In this case then, the narrative would be that lyrics have potential
utility in MIR work. We demonstrate this by tackling 3 MIR tasks using
lyrical features; one of the tasks is genre classification. As real-world
genre classification is the most common scenario, we chose the vocabulary
with the most coverage of our given dataset - MSD/T.
You know this field much better than me. Would that work?
2_
The other thing I'm thinking is whether we can justify some sort of
imputation for the UNKNOWNs. Tell me what you think of this: if we can find
a way to examine agreement between different classifications and MxM, maybe
we can see if the classification with greatest overlap can help us
determine the genres of the UNKNOWN items, or at least some of them.
I'm not sure how well it would work because there are a lot of items in
UNKNOWN, and I don't know if there's a good objective way to quantify the
agreement. But it's a thought.
…On Tue, Jan 7, 2020 at 4:18 PM Jaehun Kim ***@***.***> wrote:
*1.1.* yeah. MxM genre set has a huge missing chunk (UNKNOWN). But they
do have more than 3M entries that we can access. So coverage for the entire
music catalog might still be better with MxM.
*1.2.* pop everywhere on MW catalog seems to be the way they put their
genre hierarchy on the genre line. It seems they're composed as the top_genre,
mid_genre, leaf_genre, but not completely sure because of the
random-looking entries in the bottom.
*1.3.* Stratifying makes the model will have power to explain each genre
equally. But it'll be much less accurate to the majority of the songs in
the market, compared to the model that learned from skewed distribution.
(which in turn, will be relatively inaccurate on the niche genre for sure)
Those two ways are just different perspectives or have different purposes.
The former is to understand the effect of features to each predicting each
genre equally accurately to learn what would be the true effect if we want
to or can treat each genre independent and equally distributed. The latter
wants to have a model that maximizes the prediction power for the real
world genre distribution.
What would be the situation/context we want to simulate? I think it must
depend on both the narrative and the top-level research question we have.
What do you think?
*2.1.* We don't need to use MxM crossover, nor for user-listening. So
yeah the starting point of 330k may not the correct one. But it still will
be bounded by the scale of the intersection between the source of the genre
(i.e. MSD/T) and MxM.
For instance, the scale of MSD/T is already shrunk down to ~200k, not
even close to 1M. MW's scale is around 3M, but it will lose some link due
to the Spotify cross-mapping, which probably will be irrelevant at the
moment since MW has the least clean set of the genre.
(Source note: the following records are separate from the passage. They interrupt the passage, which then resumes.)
PR #453, opened 2019-05-13
Flip todoist over to multiview widget

Seanstoppable:
This can also probably be made scrollable in the future as well

### DIFF
--- a/wtf/utils.go
+++ b/wtf/utils.go
@@ -149,7 +149,7 @@ func ToStrs(slice []interface{}) []string {
 	results := []string{}
 
 	for _, val := range slice {
-		results = append(results, val.(string))
+		results = append(results, fmt.Sprintf("%v", val))
 	}
 
 	return results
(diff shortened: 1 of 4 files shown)


wtf/utils.go
```diff
@@ -149,7 +149,7 @@ func ToStrs(slice []interface{}) []string {
 	results := []string{}
 
 	for _, val := range slice {
-		results = append(results, val.(string))
+		results = append(results, fmt.Sprintf("%v", val))
```
Seanstoppable: This exists because I was getting a type assertion error for turning an int (todoist projects are ints) into a string. Since `%v` prints the object value, this seemed the easiest thing to do to handle strings and ints without error handling or reflection.

senorprogrammer: Something like this should work and is extensible for other types should they come up:
```
for _, val := range slice {
		switch val.(type) {
		case int:
			results = append(results, strconv.Itoa(val.(int)))
		case string:
			results = append(results, val.(string))
		}
	}
```

senorprogrammer:
👍

PR #458, opened 2019-05-19
remove glog mod dep

bosr:
Hi, I think there is a problem regarding that `glog` commit in `go.mod`: 
- `v0.0.0-20170312005925-543a34c32e4d`
it does not exist on github.

Removing this dep allows the modules retrieval to finish and the build to start (else the build fails on various CI). Btw, do you know why this dep was added in the latest commit?

Thanks!

### DIFF
--- a/go.mod
+++ b/go.mod
@@ -30,7 +30,6 @@ require (
 	github.com/go-test/deep v1.0.1 // indirect
 	github.com/godbus/dbus v5.0.1+incompatible
 	github.com/gogo/protobuf v1.2.1 // indirect
-	github.com/golang/glog v0.0.0-20170312005925-543a34c32e4d // indirect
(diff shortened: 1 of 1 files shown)


bosr:
If this is merged, could you please create a new release? We are trying to get this formula on Homebrew, but we need a release. Thanks!

senorprogrammer:
I don't know why this specifically was added. A assume a transitive dependency from an existing package that was updated, but I'm not sure which.

senorprogrammer:
WTF v0.10.3 has been released https://github.com/wtfutil/wtf/releases/tag/v0.10.3

Having this in Homebrew would be awesome, thanks for your effort!

bosr:
Thanks for the comment and for being so reactive! I'm just helping a new contributor with the formula. 
Keep up the good work, I love this tool, cheers!

PR #460, opened 2019-05-21
Some code improvements

sosiska:
* Some assignments simplified by using assignment operators
* Rewrite switch statement with only one case as if.
* Rewrite if-else chain as a switch statement. Based on Go style
guide: https://golang.org/doc/effective_go.html#switch
* go fmt `modules/todoist/project.go` file.


senorprogrammer:
Nice work, thanks!

PR #462, opened 2019-05-24
Migrate gitlab to multisource widget

Seanstoppable:


Seanstoppable:
Granted, I don't have a gitlab account to test with, but this seems straightforward given other migrations.

senorprogrammer:
👍

PR #464, opened 2019-05-24
Add more 'man page' like functionality

Seanstoppable:


Seanstoppable:
This puts us on a path to autogenerating docs for widgets.
Aimed initially at the command line level, but presumably we can eventually extend this to generate the markdown for wtfdocs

MxM, although it's
skewed and having big chunk of UNKNOWN tracks, is not suffering such bound,
since we will have the full catalog in the end.
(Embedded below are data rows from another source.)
PR #472, opened 2019-06-04
feat(newrelic): Display deploy information from multiple apps

### LINKED ISSUE #471: Allow multiple applications to be monitored in NewRelic
Currently only one applications deploys can be tracked, where most users of NewRelic will have multiple.

Similar to other widgets this should allow for multiple "pages" to be tabbed through, one per application registered. Config would be updated to allow an array of application IDs rather than a single value.

EDIT: Meant to add - my knowledge of golang is very minimal, but I'm happy to try and tackle this if the feature is generally agreed upon.

ChrisDBrown:
Closes #471

There's a breaking change here in the config options - `applicationID` becomes `applicationIDs` and expects an array instead of int.

Docs update for the changes here: https://github.com/wtfutil/wtfdocs/pull/38

As mentioned on the original issue, I'm pretty green at golang so feedback is very welcome!


modules/newrelic/keyboard.go
```diff
@@ -0,0 +1,9 @@
+package newrelic
+
+import "github.com/gdamore/tcell"
+
+func (widget *Widget) initializeKeyboardControls() {
+	widget.SetKeyboardChar("/", widget.ShowHelp, "Show/hide this help window")
```
Seanstoppable: Can you take a look at the JIRA module and add appropriate keyboard commands? `r/j/k` would be appreciated for consistency.

modules/newrelic/settings.go
```diff
@@ -12,19 +12,19 @@ const defaultTitle = "NewRelic"
...
 
 	settings := Settings{
 		common: cfg.NewCommonSettingsFromModule(name, defaultTitle, ymlConfig, globalConfig),
 
-		apiKey:        ymlConfig.UString("apiKey", os.Getenv("WTF_NEW_RELIC_API_KEY")),
-		applicationID: ymlConfig.UInt("applicationID"),
-		deployCount:   ymlConfig.UInt("deployCount", 5),
+		apiKey:         ymlConfig.UString("apiKey", os.Getenv("WTF_NEW_RELIC_API_KEY")),
+		deployCount:    ymlConfig.UInt("deployCount", 5),
+		applicationIDs: ymlConfig.UList("applicationIDs"),
```
Seanstoppable: You could keep applicationID for a non-breaking change. Either by appending it to applicationIDs, or doing something like the `arrayifyProjects` in the jira settings file

modules/newrelic/widget.go
```diff
@@ -1,93 +1,69 @@
...
 
 func (widget *Widget) Refresh() {
-	app, appErr := widget.client.Application()
-	deploys, depErr := widget.client.Deployments()
-
-	appName := "error"
-	if appErr == nil {
-		appName = app.Name
+	for _, id := range wtf.ToInts(widget.settings.applicationIDs) {
+		widget.Clients = append(widget.Clients, NewClient(widget.settings.apiKey, id))
```
Seanstoppable: This will create a new client that is calling the service each time, and this is probably not quite what you want. Say you had 3 applications, on the first refresh there would be 3, second would be 6, third would be 9..... eventually this will eat up a lot of resources.
It might make more sense to have the client accept applicationId as a parameter, and use that to iterate through requests and store the results in some struct, effectively caching the results. Otherwise, every time you change a page you will ALSO be making a web request to the newrelic API to get data, resulting in slower transitions. Minimally, I would create one set of clients up front, and Refresh will just call the display method

senorprogrammer:
@ChrisDBrown  If there's no feedback from you by Aug 4 on the comments in this PR I'll assume it's unmaintained and will close it out as such.

Seanstoppable:
I'm happy to refactor some of this to address my comments, either as part of this PR, or opening a new one. This IS most of the way done it seems. Though I don't have a new relic account to test

senorprogrammer:
Added via https://github.com/wtfutil/wtf/pull/607

PR #483, opened 2019-07-01
Allow people to substitute a title for cmdrunner

Seanstoppable:
This falls back to existing logic otherwise


senorprogrammer:
Sweet, thanks!

Issue #481, opened 2019-07-01
Unable to display cryptolive


askemeline:
Hi, I'm not getting cryptolive value, but I'm getting others modules very well. Anyone got the same problem ? thanks

senorprogrammer:
Looks like this module is currently broken.

Seanstoppable:
I'm debugging and should have a PR soonish

senorprogrammer:
Fixed

PR #487, opened 2019-07-04
Fix cryptolive widget

Seanstoppable:
Addresses #481
Inverts the item list return, to make sure we always trigger wg.Done and not hang the widget
Clean up config for toplist widget, as we were assigning to `currencies` rather than `top` erroneously


senorprogrammer:
Very nice, thanks!

PR #488, opened 2019-07-04
Even more help settings

Seanstoppable:
Blitz through g
Clean up a setting that no longer exists for gcal


senorprogrammer:
🎉

senorprogrammer:
Starting to think about how to generate all the documentation programmatically, with these as the foundation.

Issue #482, opened 2019-07-01
Missing position data kills the app with os.Exit(1) and no useful information


senorprogrammer:
The following two formats for invalid position data cause the app to die with no useful debugging information:

```
position:
top: 1
left: 1
width: 1
height: 1
```
and 
```
# position:
    # top: 1
    # left: 1
    # width: 1
    # height: 1
```
In both cases useful debugging information should be provided.

senorprogrammer:
Closed by https://github.com/wtfutil/wtf/pull/489

PR #489, opened 2019-07-05
 WTF-482 Gracefully handle missing position configuration

senorprogrammer:
Fix for https://github.com/wtfutil/wtf/issues/482

### DIFF
--- a/cfg/position.go
+++ b/cfg/position.go
@@ -21,7 +21,7 @@ type Position struct {
 }
 
 // NewPositionFromYAML creates and returns a new instance of Position
-func NewPositionFromYAML(name string, moduleConfig *config.Config) Position {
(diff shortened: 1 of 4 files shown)


cfg/position.go
```diff
@@ -0,0 +1,92 @@
...
+type Position struct {
+	Height int
+	Left   int
+	Top    int
+	Width  int
+}
+
+// NewPositionFromYAML creates and returns a new instance of Position
+func NewPositionFromYAML(moduleName string, moduleConfig *config.Config) Position {
+	errs := make(map[string]error)
```
senorprogrammer: Make this a struct that holds the name, the error, and the current value so the current value can be displayed in the error message.

Issue #382, opened 2019-02-11
Need timezone in Google Calendar widget


audioboxer217:
#### What's the problem?
The "Family" calendar in Google Calendar is hard-coded to UTC timezone and cannot be changed.  It depends on the client's Timezone to convert appropriately.  Since WTF doesn't have a timezone it assumes the same UTC and thus all my times for my Family calendar appear incorrect.

#### How did you expect it to behave?
I would expect it to convert the timezone appropriately.  Ideally, it would use the system's timezone but I'm perfectly fine with this just being a setting in the config.

#### Operating system 
OS X Mojave (10.14.2)
Ubuntu 18.10

#### Terminal program & version
iTerm
Terminal (default in OS X)
Terminal (default in Ubuntu)

#### WTF version
0.4.0

audioboxer217:
Screenshot as an example.  Notice "Gymnastics Practice" is at 16:00 my local time (US Central) which shows in Google Calendar but WTF is showing 22:00 which is the UTC equivalent.
In WTF:
<img src="https://user-images.githubusercontent.com/6342499/52588534-4ee5b500-2e02-11e9-83f1-d6c991583447.png" width="400" height="600">

In Google Calendar:
![image](https://user-images.githubusercontent.com/6342499/52588650-92402380-2e02-11e9-9aba-3d604465b198.png)

senorprogrammer:
Fixed by @jeangovil in https://github.com/wtfutil/wtf/pull/490

PR #490, opened 2019-07-05
add time zone support to google calendar module

jeangovil:
Fixes issue #382.
Now we're able to change the time zone. The default value remains the same as before, the one set in your Google calendar settings.

### DIFF
--- a/modules/gcal/client.go
+++ b/modules/gcal/client.go
@@ -56,8 +56,10 @@ func (widget *Widget) Fetch() ([]*CalEvent, error) {
 	startTime := fromMidnight().Format(time.RFC3339)
 	eventLimit := int64(widget.settings.eventCount)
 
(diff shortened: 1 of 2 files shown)


senorprogrammer:
Awesome. Is there somewhere that shows what a valid timezone string would look like that can be either linked to in the `help` text or act as an example in the `help` text & documentation? I suspect most people won't know what to use.

Would a valid value be anything from the `TZ database name` column here? https://en.wikipedia.org/wiki/List_of_tz_database_time_zones

jeangovil:
@senorprogrammer Yes. The values from `TZ database name` column are valid.

senorprogrammer:
Awesome, thanks!

senorprogrammer:
Note that I've switched the config attribute name from "timeZone" to "timezone". I think that will be the more expected spelling.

But again, I don't think the scalability is not a critical issue in terms
of the research design we are going to have since we already have decent
scalability anyway (over dozens of thousands already in any case). Actually
this CAN be a critical issue if some of the ML models we are going to use
will take ages of time due to the large scalability. (Note that we should
run the model over and over to tune hyperparameter automatically and
covering random data split)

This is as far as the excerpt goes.